First off, I love Serenity’s response to today’s question. What a powerful and nuanced answer. I particularly like the sentence: “I want my behavior to be dictated by self respect first, and respect for others second.” What a great way to set the guideposts for what to respect and what not to.
As for my answer, well, it’s not so much an answer as it is a statement of thanksgiving:
In my early days in college I was a much different person. I believed in things that went beyond disrespectful. Some of the beliefs came from a church with a skewed religion (which I was soon to leave), others came out of complete ignorance or even stupidity. Luckily, I was surrounded by many gracious people. Instead of abandoning me — which could have been deserved — they asked me insightful questions. Others challenged me in respectful ways.
Their kindness, in large part, helped change me into who I was to become. I started to earn respect.
I want to thank everyone who challenged me to be a better, more respectable person.
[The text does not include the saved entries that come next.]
PR #92, opened 2022-08-08
Frogger js core code

AsaMitaka:
### Object oriented JS

[Demo](https://asamitaka.github.io/frontend-nanodegree-arcade-game)
[Code](https://github.com/AsaMitaka/frontend-nanodegree-arcade-game/blob/master/js/app.js)

Please, review.

### DIFF
--- a/submissions/asaMitaka/frogger/app.js
+++ b/submissions/asaMitaka/frogger/app.js
@@ -1,6 +1,6 @@
-const newP = document.createElement('p');
-newP.textContent = `Your score: 0 `;
-document.body.append(newP);
+const score = document.createElement('p');
+score.textContent = `Your score: 0 `;
+document.body.append(score);
 
 const enemyStat = {
     width: 98,
@@ -76,8 +76,9 @@ let allEnemies = allEnemyVal.map(
 const Player = function(posX, posY) {
     this.posX = posX;
     this.posY = posY;
+    this.stepX = 100;
+    this.stepY = 90;
     this.stat = 0;
-    this.step = 100;
 
     this.width = 80;
     this.height = 80;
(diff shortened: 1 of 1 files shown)


submissions/asaMitaka/frogger/app.js
```diff
@@ -0,0 +1,169 @@
+// Enemies our player must avoid
```
artem-trubin, line 1: Seems like an irrelevant comment here.

submissions/asaMitaka/frogger/app.js
```diff
@@ -0,0 +1,169 @@
...
+var newP = document.createElement('p');
```
artem-trubin, line 2: You should avoid using `var`s. Most of the time to store a value `const` is enough and only if you are 100% sure that you'll change this value in code later use `let`.

submissions/asaMitaka/frogger/app.js
```diff
@@ -0,0 +1,169 @@
...
+newP.textContent = `Your score: 0 `;
+document.body.append(newP);
+
+var enemyStat = {
```
artem-trubin, line 6: There is no reason for a separate object that stores information about enemies since you already has a whole class for them. Store these values there.

submissions/asaMitaka/frogger/app.js
```diff
@@ -0,0 +1,169 @@
...
+}
+
+
+Player.prototype.update = function() {
+    this.win();
+}
+
+Player.prototype.win = function() {
+    if (field.min >= this.posY) {
+        console.log(field.min, this.posY);
```
artem-trubin, line 111: `console.log` is fine for debugging but should be removed from the final version of the code.

artem-trubin (commented):
Hey! There are some improvements that can be done, but in general, nice work! 

You've chosen to make the character go not cell-by-cell but with smaller steps which are fine but it's a little strange that it can go so low, almost off the level, and stops going left so early. Please work on the limits of where the character can go.

Also, check comments below.

artem-trubin:
Did you forget to update your own repo? Github Pages demo still has problems listed in my previous review.

OleksiyRudenko (changes requested):
Also follow the requirements here https://github.com/kottans/frontend-2022-homeworks/pull/92#issuecomment-1216478616

Feel free asking questions here or in Students' chat if anything is not really clear.

When done, please confirm explicitly that all requirements are met.

artem-trubin:
Great job!

PR #93, opened 2022-08-08
OOP exercise

AsaMitaka:
### OOP exercise

[Demo](https://asamitaka.github.io/a-tiny-JS-world/index2.html) |
[Code](https://github.com/AsaMitaka/a-tiny-JS-world/blob/master/indexClass.js)

Please, review.


submissions/asaMitaka/OOP exercise/indexClass.js
```diff
@@ -0,0 +1,96 @@
...
+        this.hands = 0;
+        this.saying = saying;
+    }
+
+    aboutMe() {
+        return `${this.saying} My name is ${this.name}. I'm ${this.species} ${this.gender}. I have ${this.legs} legs.`;
+    }
+}
+
+let john = new Man('John', 'Hello');
```
artem-trubin, line 87: These are consts.

artem-trubin (commented):
Hey! Let's improve your work, check comments below.

submissions/asaMitaka/OOP exercise/indexClass.js
```diff
@@ -0,0 +1,70 @@
...
+        this.gender = 'male';
+        this.saying = saying;
+    }
+}
+
+class Woman extends Human {
+    constructor (name, saying = 'Hi') {
+        super(name, saying);
+        this.gender = 'female';
+        this.saying = saying;
```
artem-trubin, line 41: There are a lot of repeating actions, for example - `saying`. When you create `Woman`, you pass a string as a `saying` to it. It gets it as a constructor parameter and then passes it to the `super` constructor. Later, on the `41` line it assigns this value to the `this. saying` property. But what does `super` do with it? Well, here, basically there's broken logic since the second parameter of the `Human` constructor is gender. So you pass saying as gender. And you also rewrite `gender` on line 40. Do you see what I'm saying? Please restructure your code, maybe even from scratch to make sure that every class is responsible for its exclusive properties and if something needs to be set from outside (like names or genders) it is passed properly.

artem-trubin (commented):
Hi! It is an improvement for sure, but there are still problems. Please read the comment below.

artem-trubin (commented):
Something went wrong since the last review. Where did the `Inhabitant` class go? It looks like you redid your structure, but there are some flaws now. Please rewrite it again, considering these points:
- Your whole hierarchy should have **one** common ancestor.
- If you see a property present among all descendants of some ancestor - it should be lifted up the hierarchy tree and assigned to the ancestor.
- Do not rewrite the method for getting information *entirely*. If your ancestor tells about some property and you want to add something to it - add it, don't rewrite the whole message.

artem-trubin:
That's it, well done!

There is a popular saying, “Let your conscience be your guide,” which I never questioned. That is until recently when I saw another point of view. I had always thought my conscience was a moral compass that could lead me to good (and respectful) behavior. However, I recently read Robert Ardrey’s book, “African Genesis” in which he points out that one’s conscience can reflect only what one has come to believe and so differs according to one’s ingrained beliefs. It could actually make it difficult to be open to other points of view. I’m still trying to digest this new idea, but think it makes some sense.
I feel that respect should be given regardless of whether or not it is deserved. For example, as one of Jehovah’s Witnesses, I have has people yell at me, slam doors in my face, curse at me and threaten me with bodily harm. Still, I am not disrespectful to those who do these thing to me. I always apologize for disturbing those who are angry that I knock on their door. I wish everyone, regardless of how they treat me, a good day. Disrespecting those who have shown no respect to me accomplishes nothing. In fact, it can hinder us from having productive conversations at a later time.
I have the same feeling about others whose beliefs differ from mine. I might not agree, and even feel that what they believe is harmful to themselves and others, but that doesn’t mean that I don’t respect their right to choose who and what they believe. I often ask questions about why they believe what they do. We may never agree, yet that doesn’t mean we can’t have a mutually respectful conversation.
I also welcome any questions about what I believe and why.
My husband and I were talking about the difference between values and beliefs last night.
How they change over the years. So it’s very interesting that this question should be considered.
When we were younger and newly married our values and what we had passed on to our children were completely different from what we believe now.
As far as respect goes, we were taught to respect everyone who had authority over us. That includes each other. You were treated the same way you treated others. If you were disrespectful don’t expect respect.
As an adult I hear, “don’t disrespect me”!
Now you don’t always know what they mean because you don’t know what their version of respect is.
I believe I’m on the right path when I show everyone my own version of respect. Which is to treat people like I want to be treated myself.
In the world of customer service I do well with this policy.
Over the years my values and beliefs have changed, but my ideas of respect have always been the same.